▶ _EXERCISE_: Set out the records again, keeping every word as it is.

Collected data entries

PR #854, opened 2018-07-29
Convert OrderStatus to an enum for improved flexibility

AmandaRiu:
Converted the OrderStatus class from a static object to an enum for more flexibility in situations where the values must be iterated over. The enum also allows the core label to be applied in a single place. 

Also added some unit test suites for the orders and stats feature, and then an overall woo test suite to run all the woo unit tests. This just makes it easier to run tests when inside Android Studio. 

**To Test**

- Run Unit and Instrumented WC tests
- In  the Woo page of the Example app, test using the two order status options


plugins/woocommerce/src/main/kotlin/org/wordpress/android/fluxc/network/rest/wpcom/wc/order/OrderStatus.kt
```diff
@@ -1,12 +1,29 @@
...
-    const val ON_HOLD = "on-hold"
-    const val PROCESSING = "processing"
-    const val COMPLETED = "completed"
-    const val CANCELLED = "cancelled"
-    const val REFUNDED = "refunded"
-    const val FAILED = "failed"
+/**
+ * Standard Core WooCommerce order statuses
+ */
+enum class OrderStatus(val label: String, val value: String) {
```
aforcier: @AmandaRiu I'm not completely sure about this. Enums should be exhaustive, and in this case it's not, which is a bit misleading. It would be pretty easy in the future for a developer to loop through `OrderStatus` and miss out on covering custom statuses, or define functions that require an `OrderStatus` instead of a `String`.

Also, there are a couple of statuses we'll likely support natively in the app because they're defined by popular extensions: [`pre-ordered`](https://docs.woocommerce.com/document/pre-orders/) and [`partially-paid`](https://docs.woocommerce.com/document/woocommerce-deposits/) (those might not be the exact slug names). But we won't want to lump those into the enum, since we'll only show them as options if the store has those extensions enabled.

Maybe we can instead assemble a list of supported statuses dynamically client-side? Alternatively, maybe calling this `CoreOrderStatus` adds enough clarity, though we'll want a plan for storing the `pre-ordered` and `partially-paid` statuses outside it. WDYT?

AmandaRiu: @aforcier I agree this is not exhaustive, it's an interim until we get to the point where we are using the API to poll for the available order status values and hopefully store them in a database where things are more dynamic. The purpose of this was just to convert the pre-existing OrderStatus object with a static set of constants for each core status and then convert it into something that can be used with adapters, as well as to keep the label and value in a single place. I could rename it to CoreOrderStatus if you really think it will help, but I don't believe this class should be around long enough. The moment we implement filtering by custom order statuses this one would already be defunct. WDYT?

AmandaRiu: Spoke with @aforcier and we decided to rename this class to `CoreOrderStatus` and in the future we can just create another Enum for any extension-related order statuses such as `partially-paid` and `pre-ordered`. Ideally this would all be fed from the API but currently we attach colors to order status tags and those colors are not provided by the api so it seems this class will be around much longer if we don't get something added to the api.

AmandaRiu:
@aforcier - name updated in 6cacd35fde3cf39305f6a2c5afb9a5380e0c3bcf . Ready for review :)

example/src/test/java/org/wordpress/android/fluxc/wc/WooTestSuite.kt
```diff
@@ -0,0 +1,14 @@
+package org.wordpress.android.fluxc.wc
+
+import org.junit.runner.RunWith
+import org.junit.runners.Suite
+import org.junit.runners.Suite.SuiteClasses
+import org.wordpress.android.fluxc.wc.order.OrdersTestSuite
+import org.wordpress.android.fluxc.wc.stats.StatsTestSuite
+
+@RunWith(Suite::class)
+@SuiteClasses(
```
aforcier: To be honest, I'm not sure I see the value in these suites. For connected tests that take a lot of time, sure - but unit tests are quite speedy (even running the entire suite), and it seems preferable to encourage running the entire set of unit tests instead.

Also, when running the entire test set this ends up running all these tests twice in AS, and it looks like 3 times over the command-line (`301` (no suites) vs `326` (AS with suites)  vs `352` (terminal with suites)).

aforcier:
@AmandaRiu this is ready to go apart from my comment above about the test suites

example/src/test/java/org/wordpress/android/fluxc/wc/WooTestSuite.kt
AmandaRiu: I had added them mostly because of all the issues with running tests directly in Android Studio. Many times it just cannot find the tests, but with a test suite, it has no issues at all. I can remove them tho.

> Also, when running the entire test set this ends up running all these tests twice in AS, and it looks like 3 times over the command-line (301 (no suites) vs 326 (AS with suites) vs 352 (terminal with suites)).
That's interesting.

aforcier:
This is good to go @AmandaRiu  :shipit: 

Won't actually merge until the Woo Android counterpart PR has been reviewed and is ready, since this is a breaking change, but feel free to do it yourself (or @nbradbury can) when that happens if I'm not around 🙂

nbradbury:
:shipit:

▶ _RESULT OF THE EXERCISE_:
PR #854, opened 2018-07-29
Convert OrderStatus to an enum for improved flexibility

AmandaRiu:
Converted the OrderStatus class from a static object to an enum for more flexibility in situations where the values must be iterated over. The enum also allows the core label to be applied in a single place. 

Also added some unit test suites for the orders and stats feature, and then an overall woo test suite to run all the woo unit tests. This just makes it easier to run tests when inside Android Studio. 

**To Test**

- Run Unit and Instrumented WC tests
- In  the Woo page of the Example app, test using the two order status options


plugins/woocommerce/src/main/kotlin/org/wordpress/android/fluxc/network/rest/wpcom/wc/order/OrderStatus.kt
```diff
@@ -1,12 +1,29 @@
...
-    const val ON_HOLD = "on-hold"
-    const val PROCESSING = "processing"
-    const val COMPLETED = "completed"
-    const val CANCELLED = "cancelled"
-    const val REFUNDED = "refunded"
-    const val FAILED = "failed"
+/**
+ * Standard Core WooCommerce order statuses
+ */
+enum class OrderStatus(val label: String, val value: String) {
```
aforcier: @AmandaRiu I'm not completely sure about this. Enums should be exhaustive, and in this case it's not, which is a bit misleading. It would be pretty easy in the future for a developer to loop through `OrderStatus` and miss out on covering custom statuses, or define functions that require an `OrderStatus` instead of a `String`.

Also, there are a couple of statuses we'll likely support natively in the app because they're defined by popular extensions: [`pre-ordered`](https://docs.woocommerce.com/document/pre-orders/) and [`partially-paid`](https://docs.woocommerce.com/document/woocommerce-deposits/) (those might not be the exact slug names). But we won't want to lump those into the enum, since we'll only show them as options if the store has those extensions enabled.

Maybe we can instead assemble a list of supported statuses dynamically client-side? Alternatively, maybe calling this `CoreOrderStatus` adds enough clarity, though we'll want a plan for storing the `pre-ordered` and `partially-paid` statuses outside it. WDYT?

AmandaRiu: @aforcier I agree this is not exhaustive, it's an interim until we get to the point where we are using the API to poll for the available order status values and hopefully store them in a database where things are more dynamic. The purpose of this was just to convert the pre-existing OrderStatus object with a static set of constants for each core status and then convert it into something that can be used with adapters, as well as to keep the label and value in a single place. I could rename it to CoreOrderStatus if you really think it will help, but I don't believe this class should be around long enough. The moment we implement filtering by custom order statuses this one would already be defunct. WDYT?

AmandaRiu: Spoke with @aforcier and we decided to rename this class to `CoreOrderStatus` and in the future we can just create another Enum for any extension-related order statuses such as `partially-paid` and `pre-ordered`. Ideally this would all be fed from the API but currently we attach colors to order status tags and those colors are not provided by the api so it seems this class will be around much longer if we don't get something added to the api.

AmandaRiu:
@aforcier - name updated in 6cacd35fde3cf39305f6a2c5afb9a5380e0c3bcf . Ready for review :)

example/src/test/java/org/wordpress/android/fluxc/wc/WooTestSuite.kt
```diff
@@ -0,0 +1,14 @@
+package org.wordpress.android.fluxc.wc
+
+import org.junit.runner.RunWith
+import org.junit.runners.Suite
+import org.junit.runners.Suite.SuiteClasses
+import org.wordpress.android.fluxc.wc.order.OrdersTestSuite
+import org.wordpress.android.fluxc.wc.stats.StatsTestSuite
+
+@RunWith(Suite::class)
+@SuiteClasses(
```
aforcier: To be honest, I'm not sure I see the value in these suites. For connected tests that take a lot of time, sure - but unit tests are quite speedy (even running the entire suite), and it seems preferable to encourage running the entire set of unit tests instead.

Also, when running the entire test set this ends up running all these tests twice in AS, and it looks like 3 times over the command-line (`301` (no suites) vs `326` (AS with suites)  vs `352` (terminal with suites)).

aforcier:
@AmandaRiu this is ready to go apart from my comment above about the test suites

example/src/test/java/org/wordpress/android/fluxc/wc/WooTestSuite.kt
AmandaRiu: I had added them mostly because of all the issues with running tests directly in Android Studio. Many times it just cannot find the tests, but with a test suite, it has no issues at all. I can remove them tho.

> Also, when running the entire test set this ends up running all these tests twice in AS, and it looks like 3 times over the command-line (301 (no suites) vs 326 (AS with suites) vs 352 (terminal with suites)).
That's interesting.

aforcier:
This is good to go @AmandaRiu  :shipit: 

Won't actually merge until the Woo Android counterpart PR has been reviewed and is ready, since this is a breaking change, but feel free to do it yourself (or @nbradbury can) when that happens if I'm not around 🙂

nbradbury:
:shipit:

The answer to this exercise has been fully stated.